■ **RECORDS TO USE**
Issue #993, opened 2026-05-09
[Phase 4] CIMD consumer: accept CIMD URL as client_id on /authorize


aarora79:
# Sub-issue C: Accept CIMD URLs as `client_id` on the Registry's `/authorize` endpoint

**Parent:** #988
**Labels:** `enhancement`, `oauth`, `mcp-spec`, `authentication`, `subtask`
**Phase:** 4
**Depends on:** A, E, B
**Blocks:** none

---

## Summary

When the Registry acts as an OAuth authorization server (or as a token-proxy in front of one), accept a CIMD URL as the `client_id` parameter on `/authorize` and `/oauth/token`. Fetch the document, cache it, validate the request against it (`redirect_uris`, `grant_types`, `scope`), and issue codes / tokens against the URL-as-identity.

This is the **consumer** side of the CIMD pattern. Publisher is sub-issue B.

## Background

In the CIMD pattern the client does not pre-register with the authorization server. On the first `/authorize` request, it presents its metadata URL as `client_id`. The AS fetches the document, caches it, and from that point treats the URL as the client identity.

Claude Code already does this automatically. Once the Registry hosts its own MCP-facing OAuth surface (via the token proxy from sub-issue E), we need to consume CIMD so we're not forcing Claude Code users to also pre-register somewhere.

### In scope

- **`/authorize` handling**: when `client_id` looks like a URL (has a scheme + host), treat it as a CIMD URL.
  - Fetch over HTTPS only. Reject `http://` outside local-dev allowlist.
  - Timeout + retry budget tightly bounded: 3s connect, 5s total, no retries on 4xx, one retry on 5xx.
  - Validate `Content-Type: application/json`.
  - Validate required fields per latest CIMD draft.
- **`redirect_uris` enforcement**: the `redirect_uri` parameter on `/authorize` MUST exactly match one of the `redirect_uris` in the fetched document. No fuzzy matching.
- **`grant_types` enforcement**: subsequent `/oauth/token` requests for this `client_id` MUST use a grant_type listed in the document.
- **`scope` enforcement**: requested scopes MUST be a subset of the scopes the document declares (intersection with the Registry's own `scopes_supported`).
- **Cache**: TTL from response `Cache-Control: max-age` (bounded 60s min, 86400s max). LRU cache of documents, ~1000 entries. Key by canonical URL.
[...]

Issue #992, opened 2026-05-09
[Phase 4] Publish CIMD (Client ID Metadata Document) for AI Registry Tools MCP client


aarora79:
# Sub-issue B: Publish a CIMD (Client ID Metadata Document) for the AI Registry Tools MCP client

**Parent:** #988
**Labels:** `enhancement`, `oauth`, `mcp-spec`, `authentication`, `subtask`
**Phase:** 4
**Depends on:** A, E
**Blocks:** C

---

## Summary

When the Registry itself acts as an MCP client (calling out to other CIMD-aware authorization servers on behalf of AI Registry Tools), it needs a stable, publicly-fetchable Client ID Metadata Document describing itself. Publish it at a canonical URL and treat that URL as the Registry's `client_id` when it authenticates to external IdPs that have adopted CIMD.

## Background

The November 2025 MCP authorization spec update ([Aaron Parecki](https://aaronparecki.com/2025/11/25/1/mcp-authorization-spec-update)) retires RFC 7591 Dynamic Client Registration in favor of CIMD. In CIMD, a client publishes `https://example-app.com/client.json` describing itself; the authorization server fetches that document on the first auth request, caches it, and treats the URL as the `client_id`. No per-AS registration, no database growth, no DCR.

Claude Code v2.1.64+ already auto-discovers CIMD. The Registry should publish its own so it can play the client role against external IdPs that have adopted the pattern (most relevant once our AI Registry Tools server starts calling external MCP servers on behalf of users, e.g. through a token-exchange chain).

This is the **publisher** side. The consumer side (accepting an incoming CIMD URL as `client_id` on our `/authorize`) is sub-issue C.

### In scope

- **`GET /.well-known/mcp-client-metadata`** (final path TBD based on spec landing point; track the latest CIMD draft at [draft-parecki-oauth-client-id-metadata-document](https://datatracker.ietf.org/doc/draft-parecki-oauth-client-id-metadata-document/)) returning:
  - `client_name`: human-readable, e.g. "AI Registry Tools".
  - `client_uri`: Registry homepage.
  - `logo_uri`: static asset served by the Registry.
  - `redirect_uris`: list of allowed callbacks for the AI Registry Tools client flow.
  - `scope`: space-separated list of scopes the client requests.
  - `grant_types`: at least `authorization_code`, `refresh_token`, and (once D lands) `urn:ietf:params:oauth:grant-type:token-exchange`.
[...]

Issue #988, opened 2026-05-09
Umbrella: Coding-Assistant OAuth Integration (catalog + gateway modes)


aarora79:
# Umbrella: Coding-Assistant OAuth Integration (catalog mode + gateway mode)

**Labels:** `enhancement`, `oauth`, `mcp-spec`, `authentication`, `architecture`, `feature-request`

**Linked existing issues:** #256 (spec umbrella), #614 (tactical PKCE + metadata), #889 (TTL), #936 (to be closed as superseded), #895, #896

**Owner:** @aarora79

**Status:** Proposed

---

## Summary

Two distinct modes for how a coding assistant interacts with MCP servers relative to the Registry. No middle ground, no federation layer.

### Catalog mode (Registry is discovery-only; Registry is NOT in the data path)

AI Registry Tools (`intelligent_tool_finder`, `list_services`, `list_agents`, `list_skills`) returns the **direct** URL of an external MCP server (e.g. `https://public.cloudflare.com/mcp`). The coding assistant adds that external URL to its own `mcp.json`. Any OAuth or auth negotiation happens directly between the coding assistant and that external server's IdP. The Registry is never in the data path, does not proxy, does not mediate auth, takes on no IdP-compatibility burden. Cloudflare's auth is Cloudflare's problem.

Catalog mode is existing AI Registry Tools behavior; the only umbrella-relevant change is confirming that `intelligent_tool_finder` returns external URLs (not rewritten-through-gateway URLs) for external servers.

### Gateway mode (Registry-routed paths; Registry IS in the data path)

The coding assistant points at a Registry-gateway URL (e.g. `https://mcpgateway.example/ai-registry-tools/mcp` or `https://mcpgateway.example/cloudflare-api/mcp`). The gateway is on every request. It enforces identity + entitlement on ingress via `X-Authorization`. Backend auth on egress has two sub-cases:

1. **Backend under the Registry's trust domain** (today's pattern): gateway injects the backend's credential on egress. One header in `mcp.json`: the ingress `X-Authorization`. The user doesn't see or manage any backend token. This is what today's `cloudflare-docs`-style registrations already do.
[...]

PR #1711, opened 2026-08-31
feat(cimd): standalone Client ID Metadata Document publisher

omrishiv:
**Refs:** #992 (publisher slice — see *Not covered* below; does **not** close it)
**Parent epic:** #988 (Phase 4 CIMD)

## What

Publishes the registry's own **Client ID Metadata Document (CIMD)** so the registry can identify itself as an OAuth *client* (by URL) to external CIMD-aware IdPs, without pre-registration or DCR. Per the [CIMD draft](https://datatracker.ietf.org/doc/draft-ietf-oauth-client-id-metadata-document/), the document's URL **is** the `client_id`.

```
GET /oauth/client-metadata.json      # public, unauthenticated, cacheable
```

Opt-in (`CIMD_PUBLISHER_ENABLED`, default off → 404). Returns `client_id`, `client_name`, `client_uri`, `redirect_uris`, `grant_types`, `response_types`, `token_endpoint_auth_method: none`, `scope`, and optional `logo_uri`/`contacts`, with `Cache-Control: public, max-age=<CIMD_CACHE_TTL>`.

## Why this is a standalone branch

The original CIMD work was built on top of #1692 (the gateway token proxy), which was **closed**. The CIMD *publisher* has no functional dependency on the token proxy — it references no token-proxy symbols. This branch is the publisher rebased cleanly onto `main`, so #992's publisher can land independently of the closed token-proxy effort. (The token-proxy-coupled bits from the original branch — the `TestCimdClientIdPassthrough` tests and the `python-multipart` dep — were intentionally dropped; they belong with a token proxy, not the publisher.)

## Design decisions

- **Path `/oauth/client-metadata.json`, not `/.well-known/…`.** A CIMD is a *client*-published resource at an operator-chosen public path — RFC 8615 `.well-known` is for authority/server documents,. `/oauth/client-metadata.json` matches the MCP spec's own example and the AT-Protocol convention. #992 explicitly left the path "TBD, track the draft," so this satisfies that note rather than contradicting it.
- **Root-mounted, rides the public catch-all.** The route is served by a root-mounted `cimd_router`; the gateway nginx catch-all `location /` proxies to the registry with **no `auth_request`**, so the AS fetches it unauthenticated with **zero nginx changes**.
- **`client_id`/`redirect_uris` derive from the egress OAuth callback base** (`settings.egress_oauth_callback_base` = `EGRESS_OAUTH_CALLBACK_BASE_URL` or `REGISTRY_URL`), not `registry_url` alone — so a deployment whose external callback host differs from `registry_url` still publishes a `client_id` and redirect that share the origin the IdP redirects back to. A single canonical `build_cimd_client_id_url` guarantees the published URL and any future outbound `client_id` can't drift.
- **Kept the safe defaults:** opt-in gate, `enforce_https` on the `client_id`, and `public, max-age` caching.

## Config surface (three-surface parity)

All 7 registry-consumed, non-secret params are wired first-class:

| Env | Setting | Helm (`registry.app.*`) | Terraform var | Type / default |
|---|---|---|---|---|
| `CIMD_PUBLISHER_ENABLED` | `cimd_publisher_enabled` | `cimdPublisherEnabled` | `cimd_publisher_enabled` | bool / `false` |
| `CIMD_CACHE_TTL` | `cimd_cache_ttl` | `cimdCacheTtl` | `cimd_cache_ttl` | int / `3600` |
| `CIMD_CLIENT_NAME` | `cimd_client_name` | `cimdClientName` | `cimd_client_name` | str / `"AI Registry Tools"` |
| `CIMD_REDIRECT_URIS` | `cimd_redirect_uris` | `cimdRedirectUris` | `cimd_redirect_uris` | str CSV / `""` |
| `CIMD_SCOPE` | `cimd_scope` | `cimdScope` | `cimd_scope` | str / `""` |
| `CIMD_LOGO_URI` | `cimd_logo_uri` | `cimdLogoUri` | `cimd_logo_uri` | str / `""` |
| `CIMD_CONTACTS` | `cimd_contacts` | `cimdContacts` | `cimd_contacts` | str CSV / `""` |

- **System Config UI:** new `CIMD Publisher` group in `config_routes.py` `CONFIG_GROUPS` (all non-sensitive).
- **Docs:** row block in `docs/unified-parameter-reference.md`.
- **Docker:** `.env.example` + all three compose files (typed `${VAR:-false}`/`${VAR:-3600}` defaults so an empty value never breaks Pydantic).
- **Helm:** `charts/registry` values + deployment (bool/int via `toString | quote`) + `reserved-env-names.txt` (chart-managed, not extraEnv-shadowable).
- **Terraform:** root + module variables, module passthrough, `ecs-services.tf` env (bool/int via `tostring()`), `terraform.tfvars.example`.

## Testing

- `tests/integration/test_cimd_publisher.py` — document shape, required fields, field-order stability, cache header, **`client_id` == served URL parity**, **callback-base precedence over `registry_url`**, disabled→404, and a root-mount/no-prefix invariant that reads `main.py` so a future rename/prefix can't silently break parity. **6 passed.**
- **Helm** `helm template charts/registry` renders `CIMD_PUBLISHER_ENABLED: "true"`, `CIMD_CACHE_TTL: "1200"` (bool/int coercion correct).
- **Terraform** `terraform fmt -check` clean on all `.tf` files.
- `ruff check`/`format`, pre-commit (syntax, fast tests) clean.

## Not covered by this PR (so #992 is not closed by mistake)

1. **Outbound `client_id` wiring** — nothing today sends the registry's CIMD URL as its `client_id` on an outbound `/authorize` (egress uses per-server operator credentials). There is no such flow to wire yet; `build_cimd_client_id_url` is the single source of truth the future outbound path must reuse. #992 frames this as forward-looking ("once AI Registry Tools calls external MCP servers").
2. **Fake-AS end-to-end** (#992 acceptance) — a test of that outbound flow; can't be written until (1) exists.
3. **#993 (CIMD consumer)** — accepting a CIMD URL as `client_id` on `/authorize`/`/oauth/token` is **not** in this branch. The original approach ("Option Y": the token proxy forwards `client_id` verbatim to the upstream IdP) depended on #1692's token proxy, which was dropped here. #993 returns with the token-proxy / OAuth-discovery track.

## Files

20 files, +518 / −7. Publisher core: `registry/auth/oauth_metadata.py`, `registry/api/wellknown_routes.py`, `registry/main.py`, `registry/core/config.py`. Surface wiring + docs + tests as above.


aarora79:
Reviewed and pushed three commits to this branch (we have write access). Review: verdict **APPROVE**, no blockers outstanding.

**Rebased onto `main`.** The branch was 29 commits behind and carried a merge commit (`853b1b32`), which this repo cannot merge since it is rebase-and-merge only. Now 6 commits, no merges. Two conflicts were additive-at-the-same-position (main added `EGRESS_OAUTH_TRUSTED_IDP_HOSTS` where the CIMD block went, in both `.env.example` and the parameter reference); I kept both sides.

**`test(helm): re-derive registry env indices after the CIMD block.`** The third conflict was `extra_env_test.yaml`, and both sides were stale: main's numbering predates the CIMD block, and this branch's predates two `GATEWAY_*` vars main has since added. Rather than do the arithmetic I re-derived every index from `helm template` output, correcting 27, and moved the `extraEnv` append positions from env[49]/[50] to env[56]/[57] since the chart-managed set now runs 0-55. I also restored the 7 CIMD position assertions this branch had (taking main's side of the conflict dropped them) and added a reserved-name rejection test for `CIMD_PUBLISHER_ENABLED`, since all 7 names are in `reserved-env-names.txt` but none had an extraEnv test. 89 helm tests pass.

**`fix(cimd): quote CIMD_CLIENT_NAME in .env.example`.** This one only shows up when you build. `build_and_run.sh` does `source .env` (four call sites) and the documented flow is `cp .env.example .env`, so the unquoted `CIMD_CLIENT_NAME=AI Registry Tools` made bash read "assign CIMD_CLIENT_NAME=AI, then run the command `Registry`":

```
.env: line 1408: Registry: command not found
```

Had it survived, the variable would have held `AI`. Every other space-containing value in that file was already quoted (`REGISTRY_NAME`, `REGISTRY_ORGANIZATION_NAME`, `REGISTRY_DESCRIPTION`), so it was a single line missing the convention. The other three surfaces were unaffected: compose interpolates the default itself (verified with `docker compose config`), Helm already quotes it, and the Terraform default is an HCL string.

**`test(env): make .env.example shell-safety enforceable in CI`.** Three checks so this class cannot recur: every whitespace-containing value is quoted (names the line and key), `bash -c 'source .env.example'` exits 0 with empty stderr (catches backticks, `$(...)`, unbalanced quotes too), and values survive the round trip. That last one matters because the quiet half of this bug is a value that parses while losing its tail. Verified load-bearing: reverting the quotes fails all three, and the second reproduces the operator-visible error verbatim.

**Verified on the rebased branch:** 8561 python tests pass (4 pre-existing token-TTL failures from this host's `.env` variant, reproduced identically on `main`), 6 CIMD integration tests, 89 helm unittests, helm lint clean, ruff and bandit clean. Also built and ran it: the endpoint serves the 9-field document unauthenticated with `Cache-Control: public, max-age=3600` and `client_id` correctly derived from the callback base.

**Config parameter parity is complete**, checked per-parameter rather than from the description: all 7 across `.env.example`, three compose files, root + module Terraform + `ecs-services.tf` + tfvars example, Helm values + deployment + `reserved-env-names.txt`, `CONFIG_GROUPS`, and the unified reference. (Note for future reviewers: `CONFIG_GROUPS` keys on the snake_case setting name, so grepping for the env name there gives a false negative.)

Two non-blocking docs suggestions: `CIMD_CONTACTS` is published on a public unauthenticated endpoint, so a line recommending an alias over a person would prevent a foot-gun; and worth suggesting a low `CIMD_CACHE_TTL` during rollout, since 3600 means a config change takes up to an hour to reach a provider that cached the document.

Agreed with the decision to ship the publisher without the consumer. It settles the path, base-URL derivation, document shape and config surface, which are the expensive-to-change decisions given the URL is the identity.

aarora79:
Pushed `7323b7d3` with three of the four nice-to-haves from the review.

**Collapsed the duplicate client_id computation, and it turned out to be slightly more than tidiness.** The handler computed the URL once for `enforce_https` and again inside `build_cimd_document`. It now builds the document first and gates on `document["client_id"]`, so the URL we require HTTPS for is provably the URL we publish rather than a second computation that happens to agree. Building the dict has no side effects, so nothing is emitted before the check runs. Also drops the now-unused `build_cimd_client_id_url` import from the routes module.

**Pinned the one construction site.** `test_client_id_has_exactly_one_construction_site` guards the seam #992's outbound wiring will land on. Since the URL *is* the client_id, two sites that drift publish one value while `/authorize` sends another, and the IdP rejects it with nothing in the document to explain why. A test that only calls the helper cannot see that, so this scans `registry/**.py` for the path literal joined onto anything, outside `oauth_metadata.py` (the definition) and `wellknown_routes.py` (the route decorator, already pinned to `CIMD_PATH` by the test above it). Verified load-bearing by injecting `f"{base}/oauth/client-metadata.json"` into another module: it fails and names the file and line.

**Documented that `CIMD_CONTACTS` is public.** The endpoint is unauthenticated by design, since an IdP has to fetch it before any trust exists, so every address there is world-readable the moment the publisher is enabled. The note recommends a role alias over an individual's address. Default is empty so nothing is published unless set. Also added the missing `CIMD_CACHE_TTL` row to that settings table.

I left the fourth suggestion (advise a low `CIMD_CACHE_TTL` during rollout) out, since it is advice rather than a defect and the maintainer scoped it out.

**Verified:** 7 CIMD integration tests, 8566 python tests (the 4 token-TTL failures are this host's `.env` variant, reproduced on `main`), ruff clean. Re-ran the stack afterwards and the endpoint still serves correctly with `cache-control: public, max-age=3600`.

One small thing noticed while testing, not changed: the route is GET-only, so `curl -sI` (HEAD) returns 405. Most IdPs will GET it, so this is an observation rather than a finding, but worth knowing if anyone reaches for `curl -I` to check the cache header.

■ **PROBLEM DESCRIPTION**
Please give back, exactly as it stands above, the stretch from the line with "### Catalog mode" through the line with "is Cloudflare's problem.", and no line outside it.

■ **TASK SOLUTION**
### Catalog mode (Registry is discovery-only; Registry is NOT in the data path)

AI Registry Tools (`intelligent_tool_finder`, `list_services`, `list_agents`, `list_skills`) returns the **direct** URL of an external MCP server (e.g. `https://public.cloudflare.com/mcp`). The coding assistant adds that external URL to its own `mcp.json`. Any OAuth or auth negotiation happens directly between the coding assistant and that external server's IdP. The Registry is never in the data path, does not proxy, does not mediate auth, takes on no IdP-compatibility burden. Cloudflare's auth is Cloudflare's problem.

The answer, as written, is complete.